Here are some example data:
40001 1 5 GGGG 2998 HHHH SU111111 95 1.0 F1 4 1304 3 0 0
40001 1 5 GGGG 2998 HHHH SU111111 95 1.0 F1 4 0205 0 3 0
40001 1 5 GGGG 2998 HURG SU111111 95 1.0 F1 4 0805 0 2 0
40001 1 5 GGGG 2998 HHHH SU111111 95 1.0 F1 4 1205 0 2 0
40001 1 5 GGGG 2998 HHHH SU111111 95 1.0 F1 4 1505 0 0
40002 2 8 GGGG 2998 PPPP SK777777 -999 1.0 F3 4 2003 0 0
40002 2 8 GGGG 2998 PPPP SK777777 -999 1.0 F3 4 2303 2 0 0
40002 2 8 GGGG 2998 PPPP SK777777 -999 1.0 F3 4 2703 3 0 0
40002 2 8 GGGG 2998 PPPP SK777777 -999
Notice that when I paste the example data here, representing one row in Notepad, the columns are 'magically' aligned.
I have found that I can open the data file in Excel and the data are also aligned. I do need to manually assign column boundaries in Excel however. And Excel does not allow me to assign a column boundary beyond more-or-less Character Space 123.
Below is SAS code to read the data file, although this SAS code does not work correctly. Rather I guess this SAS code skips some of the data rows. Notice that the variable TT covers character spaces 125-207, but that there are only 120 characters in most rows. There are more than 120 characters in some rows. This difference in the number of characters among rows I suspect is the reason SAS cannot read this data file correctly.
option linesize = 210 ;
option pagesize = 30 ;
FILENAME myinput 'C:/Users/markm/simple SAS programs/mydata.new' ;
DATA mydata ;
INFILE myinput ;
INPUT
AA 2-9
BB 12-17
CC 18-22
DD $ 24-27
EE 30-33
FF $ 35-38
GG $ 40-47
HH 53-56
II 59-64
JJ $ 66-68
KK $ 70-71
LL 72-78
MM 79-85
NN $ 87-90
OO 91-95
PP 97-104
QQ 105-110
RR 112-120
SS $ 122-123
TT $ 125-207 ;
If I move the cursor to the right one character at a time over the first row of data using the right-arrow key I have to press the right-arrow key twice to move beyond character space 120 in Notepad.
All of this is telling me there are hidden characters in the data file used to identify the end of a line of data.

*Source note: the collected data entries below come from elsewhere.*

PR #1808, opened 2019-07-26
Exclude devtools tests from coverage

marvinhagemeister:


debug/test/browser/devtools.test.js
```diff
@@ -137,790 +137,797 @@ function getRoot(element) {
 	return element._children;
 }
 
-describe('devtools', () => {
+let ua = window.navigator.userAgent;
+if (
+	ua.indexOf('Edge') === -1 &&
+	ua.indexOf('Chrome') > -1 &&
+	ua.indexOf('Firefox') > -1
+) {
```
marvinhagemeister: This `if`-statement is the only change here in this file. Everything else is just indentation. I tried using the `this.skip`-API like the mocha docs recommend, but it will still run some tests contrary to what the docs say.

marvinhagemeister:
Hm I'm not sure if there is a way to tell coveralls to pull the coverage from one browser only.

debug/test/browser/devtools.test.js
ForsakenHarmony: could you like exit or return or something for early exit instead of indenting everything?

developit: I believe this works:

```js
const desc = /Chrome|Firefox/.test(navigator.userAgent) && !/Edge/.test(navigator.userAgent) ? describe : describe.skip;

desc('..', () => {
  ..
```

developit:
@marvinhagemeister we could probably have the last browser always be Chrome?

marvinhagemeister:
@developit I'm not sure how can ensure that it's the last one. Once Saucelabs takes over the order seems to be in their hand.

debug/test/browser/devtools.test.js
marvinhagemeister: That's clever! I like it :+1:

marvinhagemeister: @ForsakenHarmony tried the early return, and it works too. I think I'll go with @developit 's approach though, it's more clear and prints that the `devtools` test have been skipped :slightly_smiling_face:

marvinhagemeister: @ForsakenHarmony I was wrong! It doesn't make any difference :joy:

debug/test/browser/devtools.test.js
```diff
@@ -137,7 +137,11 @@ function getRoot(element) {
 	return element._children;
 }
 
-describe('devtools', () => {
+// Devtools are only supported in Chrome and Firefox anyway
+const supported = /Chrome|Firefox/.test(navigator.userAgent) && !/Edge/.test(navigator.userAgent);
```
cristianbote: Not sure how picky should we be here 😄 but this returned `true` for a mobile userAgent. We could iterate over it and maybe combine them rules? 
```js
/(Chrome)|(Firefox)[^(Edge)]/i.test(navigator.userAgent)
```

marvinhagemeister:
Tried a few other things, but I don't see any other way than to disable coverage reporting for the devtools code...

I opened the data file in Vim hoping to see these hidden characters, but did not see anything. Vim did align the columns correctly when I opened the file. So, Vim must be seeing these hidden end-of-line characters.
How can I see these end-of-line characters myself? I suspect there is an option in Vim to reveal the hidden characters.
How can I determine the application that created this data file?
How can I modify the above SAS code to read this data file correctly?